START GIVEN DATA

Issue #1382, opened 2024-04-03
Implement `Drop` for drivers to restore peripherals to their default states


jessebraham:
We currently are not implementing the `Drop` trait for (any of?) our drivers. For at least most of them, we should do so, and restore the peripherals back to their boot-default state.

I think perhaps GPIO pins would be an exception to this, and perhaps it does not make sense to implement this trait for other drivers as well. Some discussion will need to be had regarding this.

bjoernQ:
Maybe we should disable the peripheral on drop (a `System::disable` would be needed)
I am also thinking if we should actually reset the peripheral in `enable` ... not just clear RST?

MabezDev:
> Maybe we should disable the peripheral on drop (a System::disable would be needed)
I am also thinking if we should actually reset the peripheral in enable ... not just clear RST?

For the most part, yes this is what we should do. It gets a bit more fun when a driver `split`'s, for instance `UartRx` & `UartTx`. We need to only disable each "side" in this case, but also the last one dropped should fully disable the peripheral.

Dominaezzz:
A thought I had about this is, what if the hal moves away from the `Peripheral::take()` pattern for the peripherals that need enabling/disabling, users can acquire peripherals from the system.

So instead of this.
```Rust
let peripherals = Peripherals::take();
let system = SystemControl::new(peripherals.SYSTEM);

let spi2 = peripherals.SPI2.
```

We can have something like this.
```Rust
let peripherals = Peripherals::take();
let system = SystemControl::new(peripherals.SYSTEM);

// Returns Option<SPI2>. If the peripheral is already enabled, None is returned.
let spi2 = system.take::<SPI2>::().unwrap();

// Use spi2 in spi driver.

// Disables the peripheral.
system.return(spi2);
```

The benefit of this is the critical section needed for resetting and enabling peripherals can be eliminated, users can now acquire individual peripherals at runtime which solves the partial move problem with the `Peripheral` struct and pre-`main` code can acquire (and use) peripherals before `main` runs.

Of course, each driver will still need a way to recreate the peripheral object from a split, which should be trivial if we drop the peripheral lending feature and just move things around.

PR #2484, opened 2024-11-07
Add initial Drop for numerous drivers

JurajSadel:

### Submission Checklist 📝

#### Extra:

#### Description

#### Testing

I will add more info about status/issues I've encountered etc later today or tomorrow morning. Opening as a draft until then.

cc https://github.com/esp-rs/esp-hal/issues/1382

### DIFF
--- a/esp-hal/src/rmt.rs
+++ b/esp-hal/src/rmt.rs
@@ -89,6 +89,7 @@ use core::{
 use embassy_sync::waitqueue::AtomicWaker;
 use enumset::{EnumSet, EnumSetType};
 use fugit::HertzU32;
+use portable_atomic::{AtomicU8, Ordering::Relaxed};
 
 use crate::{
     gpio::interconnect::{PeripheralInput, PeripheralOutput},
@@ -101,6 +102,7 @@ use crate::{
     Blocking,
     InterruptConfigurable,
 };
+static REF_COUNTER: AtomicU8 = AtomicU8::new(0);
 
 /// Errors
 #[derive(Debug, Clone, Copy, PartialEq)]
@@ -230,7 +232,7 @@ where
         }
 
         PeripheralClockControl::reset(crate::system::Peripheral::Rmt);
-        PeripheralClockControl::enable(crate::system::Peripheral::Rmt);
+        PeripheralClockControl::enable(crate::system::Peripheral::Rmt, true);
 
         cfg_if::cfg_if! {
             if #[cfg(any(esp32, esp32s2))] {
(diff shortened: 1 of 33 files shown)


esp-hal/src/system.rs
```diff
@@ -127,8 +127,8 @@ pub(crate) struct PeripheralClockControl;
 
 #[cfg(not(any(esp32c6, esp32h2)))]
 impl PeripheralClockControl {
-    /// Enables and resets the given peripheral
-    pub(crate) fn enable(peripheral: Peripheral) {
+    /// Enables and clears reset of the given peripheral.
```
bugadani, line 130: This is no longer true, depending on the value of `enable`.

esp-hal/src/rmt.rs
```diff
@@ -978,6 +984,15 @@ where
     phantom: PhantomData<M>,
 }
 
+impl<M: crate::Mode, const CHANNEL: u8> Drop for Channel<M, CHANNEL> {
+    fn drop(&mut self) {
+        REF_COUNTER.fetch_sub(1, Relaxed);
+        if REF_COUNTER.load(Relaxed) == 0 {
```
bugadani, line 990:
```suggestion
        if REF_COUNTER.fetch_sub(1, Relaxed) == 1 {
```

There's no reason to read one more time.

esp-hal/src/usb_serial_jtag.rs
```diff
@@ -314,7 +314,7 @@ where
     fn new_inner(usb_device: impl Peripheral<P = USB_DEVICE> + 'd) -> Self {
         // Do NOT reset the peripheral. Doing so will result in a broken USB JTAG
         // connection.
-        PeripheralClockControl::enable(crate::system::Peripheral::UsbDevice);
+        PeripheralClockControl::enable(crate::system::Peripheral::UsbDevice, true);
```
bugadani, line 317: Just noting that we'll have to make sure dropping UsbSerialJtag doesn't reset the peripheral. Which is borderline impossible to do now :)

bugadani (commented):
I'm slightly worried about placing peripherals back into reset. Since we always call `reset` before/after enable, I think we might do the following changes:

`fn reset` should just assert reset, and shouldn't release it.
`fn enable` should just release the reset, and enable clocks
`fn disbale` should just disable clocks and not assert reset.

esp-hal/src/rmt.rs
bugadani: This Drop also means `new_internal` should no longer enable clocks. Otherwise it's possible to create Rmt (enables clocks), then drop it (it won't disable clocks because no Channels have been created).

JurajSadel: Yes, this is a failed try for peripherals that has Channels/Operators etc. We come up with this idea with @bjoernQ but yeah, it's not quite good yet. I just wanted to keep it here (for now) to show what kind of issues we have to solve (or think of).

bugadani:
Closed via #2544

END GIVEN DATA

### EXERCISE OBJECTIVE
Scan the entries above, and wherever a line holds the string "before", copy it.

### ANSWER SECTION
The benefit of this is the critical section needed for resetting and enabling peripherals can be eliminated, users can now acquire individual peripherals at runtime which solves the partial move problem with the `Peripheral` struct and pre-`main` code can acquire (and use) peripherals before `main` runs.
I'm slightly worried about placing peripherals back into reset. Since we always call `reset` before/after enable, I think we might do the following changes:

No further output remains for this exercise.